Jam up! Congrats and happy holidays!


----------



## Animal slayer (Dec 23, 2014)

*ga*

Ga.......


----------



## QuackAddict (Dec 23, 2014)

Ga. Come on now...


----------



## trophyslayer (Dec 23, 2014)

nice stack of ducks


----------



## king killer delete (Dec 23, 2014)

Good Job


----------



## T-N-T (Dec 23, 2014)

Great pics!


----------



## 01Foreman400 (Dec 23, 2014)

Good job!


----------



## Hunteradams (Dec 23, 2014)

Animal slayer said:


> Ga.......



Skeeter Branch


----------



## Animal slayer (Dec 23, 2014)

Wow they let u bring ur own boats to hahaha nice pics


----------



## emusmacker (Dec 23, 2014)

Very nice.


----------



## QuackAddict (Dec 23, 2014)

Hunteradams said:


> Skeeter Branch



Nice string of ducks for sure. Looks like I just found my new spot.


----------



## rnelson5 (Dec 24, 2014)

Hunteradams said:


> Skeeter Branch



Maybe you and I can plan a trip back to there. We will call ahead to make sure they release the species we want.......


----------



## rnelson5 (Dec 24, 2014)

QuackAddict said:


> Ga. Come on now...



Some people do kill strings of birds like that in GA. It is like real estate... Location location location!


----------



## QuackAddict (Dec 24, 2014)

rnelson5 said:


> Some people do kill strings of birds like that in GA. It is like real estate... Location location location!

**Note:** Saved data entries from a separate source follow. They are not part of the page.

PR #1066, opened 2020-08-24
Update hetzner example to use hetzner loadbalancer service

cebor:

Hetzner now has officially load balancers as a service, i replaced the gobetween service with the hetzner load balancer service. Also added it to the same network and use targets via private ips.

Restrictions: Seems to only work with terraform >= 0.13. 

```release-note
NONE
```


examples/terraform/hetzner/main.tf
```diff
@@ -34,7 +34,7 @@ resource "hcloud_network_subnet" "kubeone" {
 resource "hcloud_server_network" "control_plane" {
   count       = 3
   server_id  = element(hcloud_server.control_plane.*.id, count.index)
-  network_id = hcloud_network.net.id
+  subnet_id = hcloud_network_subnet.kubeone.id
 }
```
xmudrii, line 38: Nit: can you please run `terraform fmt`?

examples/terraform/hetzner/versions.tf
```diff
@@ -1,4 +1,4 @@
 
 terraform {
-  required_version = ">= 0.12"
+  required_version = ">= 0.13"
```
xmudrii, line 3: I've successfully provisioned infra using this config and Terraform v0.12. What problems have you encountered with v0.12? Here's the output of `terraform version` for me:

```
Terraform v0.12.23
+ provider.hcloud v1.20.1

Your version of Terraform is out of date! The latest version
is 0.13.0. You can update by downloading from https://www.terraform.io/downloads.html
```

examples/terraform/hetzner/main.tf
```diff
@@ -54,61 +54,37 @@ resource "hcloud_server" "control_plane" {
...
-    content     = local.rendered_lb_config
-    destination = "/etc/gobetween.toml"
-  }
-
-  provisioner "remote-exec" {
-    inline = [
-      "systemctl restart gobetween",
-    ]
-  }
+resource "hcloud_load_balancer_service" "load_balancer_service" {
```
xmudrii, line 85: I think we should add a health check here like we have for other providers. Here's how it looks like for AWS: https://github.com/kubermatic/kubeone/blob/acbe987ec016e6db2aaff7a2f1c8cc3a431f20e8/examples/terraform/aws/main.tf#L207-L213

examples/terraform/hetzner/main.tf
```diff
@@ -54,61 +54,37 @@ resource "hcloud_server" "control_plane" {
...
-    script = "gobetween.sh"
-  }
 }
 
-locals {
-  rendered_lb_config = templatefile("./etc_gobetween.tpl", {
-    lb_targets = hcloud_server_network.control_plane.*.ip,
-  })
+resource "hcloud_load_balancer_target" "load_balancer_target" {
+  type             = "server"
```
xmudrii, line 74: I think that we should use the `label_selector` LB type. We can use these labels, but we can also add new ones if needed

https://github.com/kubermatic/kubeone/blob/dc1cb7ff6378bfda16d04f90f4cb202286514792/examples/terraform/hetzner/main.tf#L51-L54

xmudrii (commented):
@cebor Thank you for the PR! I've left a bunch of comments about things that could be eventually improved, but overall, it looks good to me!

examples/terraform/hetzner/versions.tf
cebor: If no providers are installed i got following error:

```
$ terraform init                                                                                 

Initializing the backend...

Initializing provider plugins...
- Finding latest version of hashicorp/hcloud...

Error: Failed to install providers

Could not find required providers, but found possible alternatives:

  hashicorp/hcloud -> terraform-providers/hcloud

If these suggestions look correct, upgrade your configuration with the
following command:
    terraform 0.13upgrade .
```

examples/terraform/hetzner/main.tf
cebor: done

examples/terraform/hetzner/main.tf
cebor: Health checks will be added by default depending on which protocol are you using, in this case tcp.

image

examples/terraform/hetzner/main.tf
cebor: I tried the following:

```
type                   = "label_selector"
label_selector   = "kubeone_cluster_name=${var.cluster_name},role=api"
```

But this will prevent manual adding of servers to the lb targets. Hetzner will automatically add new servers with matching label. For an initial infrastructure state both will do the same.

examples/terraform/hetzner/versions.tf
kron4eg: Yeah, I was able to provision it with 0.12 successfully too. So let's please not upgrade terraform. Especially given that we use 0.12 in e2e tests.

xmudrii: I agree with @kron4eg. Let's keep 0.12, as all other configs and E2E tests are still using 0.12.

examples/terraform/hetzner/main.tf
xmudrii: I think it would be better to use HTTP pointing to the `/healthz` endpoint if it works. @kron4eg do you have any opinions?

examples/terraform/hetzner/main.tf
xmudrii: > Hetzner will automatically add new servers with matching label. For an initial infrastructure state both will do the same.

That sounds okay to me. That's the same as we do for other providers as well. I think it's better because if any change happens, it will automatically update the load balancer as well. @kron4eg any opinions?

Yes and that location is usually private ground.


----------



## king killer delete (Dec 24, 2014)

QuackAddict said:


> Yes and that location is usually private ground.


or the open ocean.


----------



## tradhunter98 (Dec 24, 2014)

QuackAddict said:


> Yes and that location is usually private ground.


not many ppl run mud boats on private ground!


----------



## MudDucker (Dec 24, 2014)

What part of Florida were you hunting in?


----------



## Hunteradams (Dec 24, 2014)

Not Florida, will be there next month.


----------



## rnelson5 (Dec 24, 2014)

QuackAddict said:


> Yes and that location is usually private ground.



Well you can't hate on them for that!


----------



## QuackAddict (Dec 24, 2014)

rnelson5 said:


> Well you can't hate on them for that!



Not hating.  Just very impressed his scouting worked out so well on public water.  Glad he didn't quit.


----------



## rnelson5 (Dec 24, 2014)

QuackAddict said:


> Not hating.  Just very impressed his scouting worked out so well on public water.  Glad he didn't quit.



I am pretty sure he never intended to quit.


----------



## QuackAddict (Dec 24, 2014)




----------



## rnelson5 (Dec 24, 2014)

QuackAddict said:


>


----------



## QuackAddict (Dec 24, 2014)

rnelson5 said:


>


----------